When two devices on a computer network communicate with each other, they typically do so by creating a connection between them. That connection is identified by the protocol used for communication, and the addresses and ports used by each endpoint. Once a connection has been established, the two endpoints may exchange many data packets. The connection and the packets that are sent in that connection are referred to as a “session.”
Some devices (for example, simple routers) that process traffic on computer networks make packet-by-packet decisions about how to handle network traffic. A set of rules is applied to each packet received by the device, and the packet is then handled accordingly. The rules are applied without regard to what other packets within a session may previously have been processed. Such devices are called “non-stateful” devices, because they handle traffic without regard to the state of the session.
So-called “stateful” devices, on the other hand, operate under the assumption that there will be many packets for each session. They maintain state information about the sessions that they process, thus allowing traffic in established sessions to be processed quickly.
Maintaining state information requires that stateful device allocate resources dedicated to storing that information. One form of attack against a stateful device (as explained below) involves creating false sessions, and by doing so inducing that device to maintain information about those sessions, to the extent that the device no longer has enough resources to process legitimate network traffic.
A stateful device that is aware of the semantics of connection-oriented services, like TCP (transmission control protocol), makes a decision at connection setup time, and then forwards messages more efficiently for subsequent packets in that connection. Finally, when the service semantics indicate that the session is complete, the device stops forwarding packets for that session.
Most packet-filtering firewalls, as well as other devices like Layer-4 switches, make decisions based on the concept of a “session”. The concept of a session is well defined for TCP, since the TCP protocol specifies the point in the message-passing where a connection has been established. For other protocols, such as UDP or ICMP, the concept of a “session” is artificial to some extent, and must be inferred by the relative frequency and direction of packets.
In any case, since a session is a transient concept, network devices must allocate resources, usually amounting to RAM and CPU cycles, to keep track of it. For TCP or UDP, the possible number of sessions at any one time is bounded by the number of modifiable bits in the IP and TCP/UDP headers. IP provides 32 bits of source and destination address information along with 8 bits of protocol information. If the protocol is TCP (6) or UDP (17), they provide an additional 16 bits each of source and destination port information. This totals (32+32+16+16=96 bits or 12 bytes) of possible session permutation information, just for TCP or UDP alone. The universe of possible unique session permutations is therefore on the order of 2^97 or about 10^29 (100,000,000,000,000,000,000,000,000,000 sessions)!

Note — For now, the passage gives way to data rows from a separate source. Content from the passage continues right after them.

PR #466, opened 2016-04-04
[ENH] Add missing xml_id's for created stock.picking.type's.

NL66278:


pedrobaeza:
:+1:

addons/stock/migrations/8.0.1.1/post-migration.py
```diff
@@ -483,6 +483,47 @@ def get_location_by_usage(usage):
...
+                logger.warn(
+                    "xml_id %s now points to res_id %d, no longer to %d.",
+                    xml_id, res_id, existing_id
+                )
+
+    model_data_obj = registry['ir.model.data']
+    main_warehouse = model_data_obj.search(
+        cr, uid, [('module', '=', 'stock'), ('name', '=', 'warehouse0')]
+    )
+    if not main_warehouse:
```
hbrunn: it's an error condition if this doesn't exist, as the record must be created during the update: https://github.com/OCA/OCB/blob/8.0/addons/stock/stock_data.xml#L147 (not not noupdate). So I think we can leave this check out

addons/stock/migrations/8.0.1.1/post-migration.py
```diff
@@ -483,6 +483,47 @@ def get_location_by_usage(usage):
...
+        logger.error("Main warehouse not found in ir_model_data!")
+    else:
+        main_warehouse_id = main_warehouse[0].res_id
```
hbrunn: isn't `main_warehouse` a list of integers? (we're on v7 api)

hbrunn:
you can save most of your code by replacing the create calls with calls to ir.model.data#_update: https://github.com/OCA/OCB/blob/8.0/openerp/addons/base/ir/ir_model.py#L989

hbrunn:
flake8 also has something to say:

```
./addons/stock/migrations/8.0.1.1/post-migration.py:511:37: F821 undefined name 'existing_id'
./addons/stock/migrations/8.0.1.1/post-migration.py:522:12: F821 undefined name 'warehouse_id'
```

addons/stock/migrations/8.0.1.1/post-migration.py
pedrobaeza: Or you can make it v8 API... with `with self.Environment.manage:...`

addons/stock/migrations/8.0.1.1/post-migration.py
NL66278: I had put it in by way of defensive programming, trying to pinpoint the real problem if the error occured. First I had an assert, but as most migration seems to be forgiving of errors, I changed it into a message.

addons/stock/migrations/8.0.1.1/post-migration.py
NL66278: Can you point to any example or documentation?

hbrunn: https://github.com/OCA/OpenUpgrade/blob/8.0/addons/stock/migrations/8.0.1.1/post-migration.py#L691

NL66278: aha, I grepped all the code on self.Environment.manage, but it is api.Environment.manage. Thanx.

pedrobaeza: Sorry, I write it incorrectly. It's `api...` indeed

addons/stock/migrations/8.0.1.1/post-migration.py
```diff
@@ -483,6 +483,50 @@ def get_location_by_usage(usage):
...
+                )
+
+    # TODO: environment might be used to put complete method in v8 api:
+    with api.Environment.manage():
+        env = api.Environment(cr, SUPERUSER_ID, {})
+        model_data_obj = env['ir.model.data']
+        main_warehouse = model_data_obj.search([
+            ('module', '=', 'stock'),
+            ('name', '=', 'warehouse0')
+        ], limit=1)
```
StefanRijnhart: replace with main_warehouse = env.ref('stock.warehouse0')

addons/stock/migrations/8.0.1.1/post-migration.py
```diff
@@ -483,6 +483,50 @@ def get_location_by_usage(usage):
...
+        if not main_warehouse:
```
StefanRijnhart: This does not happen after an upgrade of the stock module

StefanRijnhart:
I don't understand the need for this code. The XMLIDs should be created by https://github.com/OCA/OpenUpgrade/blob/8.0/addons/stock/stock_data.yml#L16-L18, which is run during the upgrade.

NL66278:
@StefanRijnhart The records are created, but the xmlid's are not created.

StefanRijnhart:
Strange. If this yaml data is loaded, then the references should be created. Have a look at a couple of lines down in the same file: https://github.com/OCA/OpenUpgrade/blob/8.0/addons/stock/stock_data.yml#L23. Note that 'self' here refers to ir.model.data.

hbrunn:
look at https://github.com/OCA/OpenUpgrade/blob/8.0/openerp/addons/base/ir/ir_model.py#L977 - the records pointed to by the xmlids are only created in `post-migrate`, so `record` comes back empty (or it raises, but anyways) and the created xmlids are thrown away again. It _might_ be sufficient to call _update_dummy instead here.

StefanRijnhart:
Apparently not, because _update_dummy is called immediately afterwards in said yaml file.

hbrunn:
look again at the code I linked and reread my post

StefanRijnhart:
True. So we need this code, thanks for clarifying. Then that just leaves the nits.

hbrunn:
@NL66278 last nag from travis, then we can merge I think: https://travis-ci.org/OCA/OpenUpgrade/builds/122755423#L184

NL66278:
@hbrunn It seems travis is failing here. It complains about model_data_obj being assigned to, but not used. But it is used on the very next line to do the search!

addons/stock/migrations/8.0.1.1/post-migration.py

Even if each session took a single byte of RAM in the device, and a single clock cycle to process, keeping track of this many sessions is completely infeasible with today's technology. As a result, there must exist a limit to the number of sessions that any one device can track at a given time. Correspondingly, that device must have a strategy as to how to deal with being offered more sessions than it can track at a given time.
As an example, assume a device can support 10,000 simultaneous sessions. The smallest size of an IP packet containing a UDP segment is 32 bytes or 256 bits (ignoring L2 framing). Over a 56 kilobit/second line (e.g. a modem), a potential attacker could generate 10,000 unique sessions in about 45 seconds. Over a T-1 connection (1.544 Mbps), this same attack would take less than 2 seconds. This action would completely shut down the device until it could remove these sessions from its list of active sessions (usually by idle timeout or other cleanup mechanism).
Such attacks are trivial to generate; many tools exist for generating such traffic and are available for public download today. Distributed Denial-of-Service tools are the latest generation of such tools, where one controller can issue commands to many “zombie” processes which live on compromised systems to coordinate a massive attack at literally the touch of a button. Note however that DDoS attacks are only different from conventional DoS attacks in scale, and that the attack can come from many physical endpoints simultaneously.
The simplest action to take when all available cache memory is used is to ignore new sessions. The difficulty with that strategy is that while it allows existing users to continue working, it prevents new users from accessing protected resources (servers, etc.).
A different strategy is to simply clear existing sessions from the device's memory, and place new sessions in the newly-freed space. That strategy has the drawback that removing existing sessions arbitrarily may interrupt the flow of traffic for valid sessions. It may not be possible to resume or recover those sessions easily (for example, an FTP download that has been running for thirty minutes might have to be started all over again). Thus, it is desirable to have a more efficient methodology to determine which sessions are expendable.